Podman in Crostini

Run Rootless Containers under Chrome OS

Rootless Podman

Crostini, a.k.a. Linux on Chrome OS, runs a virtual machine named termina. Inside termina, a container named penguin running under lxc is exposed to users via the Terminal app.

Install Podman in Crostini

The penguin container is based on Debian. The Kubic project provide podman packages for Debain.

curl -fsSL "https://download.opensuse.org/repositories/devel:/kubic:/libcontainers:/stable/Debian_$(. /etc/os-release && echo "$VERSION_ID")/Release.key" | sudo gpg --dearmor --yes -o /usr/share/keyrings/kubic-libcontainers-archive-keyring.gpg
echo "deb [arch=$(dpkg --print-architecture) signed-by=/usr/share/keyrings/kubic-libcontainers-archive-keyring.gpg] https://download.opensuse.org/repositories/devel:/kubic:/libcontainers:/stable/Debian_$(. /etc/os-release && echo "$VERSION_ID")/ /" | sudo tee /etc/apt/sources.list.d/devel:kubic:libcontainers:stable.list
sudo apt update -qq
sudo apt install -qq -y podman buildah skopeo

Issues

Unfortunately, podman does not function properly out of box in Crostini. Below are a few common issues and how to fix them.

Error: mount `proc` to '/proc': Operation not permitted: OCI permission denied

This error is due to the following lxc config for penguin container:

config:
  security.nesting: "false"

The solution is to set lxc config security.nesting to "true".

ERRO[0000] cannot find UID/GID for user linuxbrew: No subuid ranges found for user "linuxbrew" in /etc/subuid - check rootless mode in man pages. 
WARN[0000] using rootless single mapping into the namespace. This might break some images. Check /etc/subuid and /etc/subgid for adding sub*ids 

This error is due to /etc/subuid and /etc/subgid missing entry for the current user.

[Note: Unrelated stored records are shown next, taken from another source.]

PR #13188, opened 2022-05-31
ui:  add service count to `StatBox`

ChaiWithJai:
This PR adds the total count of services from the `job` model to the `StatBox` in the Job Detail Overview page.


philrenaud (commented):
Should we be checking for `{{#if @job.services.length}}`  before adding this span?

I see the following and it might be confusing  to an end-user without a number:

image

Should it be named "Services" instead of "Service"?

PR #13190, opened 2022-05-31
remove end-user algorithm selection

tgross:
After internal design review, we decided to remove exposing algorithm
choice to the end-user for the initial release. We'll solve nonce
rotation by forcing rotations automatically on key GC (in a core job,
not included in this changeset). Default to AES-256 GCM for the
following criteria:

* faster implementation when hardware acceleration is available
* FIPS compliant
* implementation in pure go
* post-quantum resistance

### DIFF
--- a/api/keyring.go
+++ b/api/keyring.go
@@ -21,7 +21,6 @@ func (c *Client) Keyring() *Keyring {
 type EncryptionAlgorithm string
 
 const (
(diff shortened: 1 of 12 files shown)


tgross:
@angrycub I've added a second commit onto this to fix a bug I discovered in how we were decoding keys. The keys ended up being the right size but truncated (just padded out with null bytes). We would've discovered this pretty quickly once we wired up the encryption, but no reason to have it sitting around buggy in the meantime.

The solution is to add a range for current user in /etc/subuid and /etc/subgid.

Error: kernel does not support overlay fs: unable to create kernel-style whiteout: operation not permitted

This error is due to Linux kernel in Crostini does not have OverlayFS support.

The solution is to use btrfs storage driver.

Fixes

crosh

Open Google Chrome, press Ctrl + Alt + T to get the crosh shell, and run:

vsh termina

Once inside the termina virtual machine shell, run:

lxc config set penguin security.nesting true
lxc restart penguin
lxc exec penguin -- /bin/sh -c "printf '%s\n' '1000:100000:65536' | tee /etc/subuid /etc/subgid"
lxc exec penguin -- /bin/sed -i -e 's/^driver[[:space:]]*=.*$/driver = "btrfs"/' /etc/containers/storage.conf
lxc exec penguin -- /bin/rm -rf /var/lib/containers/storage

Now, rootless podman should work in Crostini!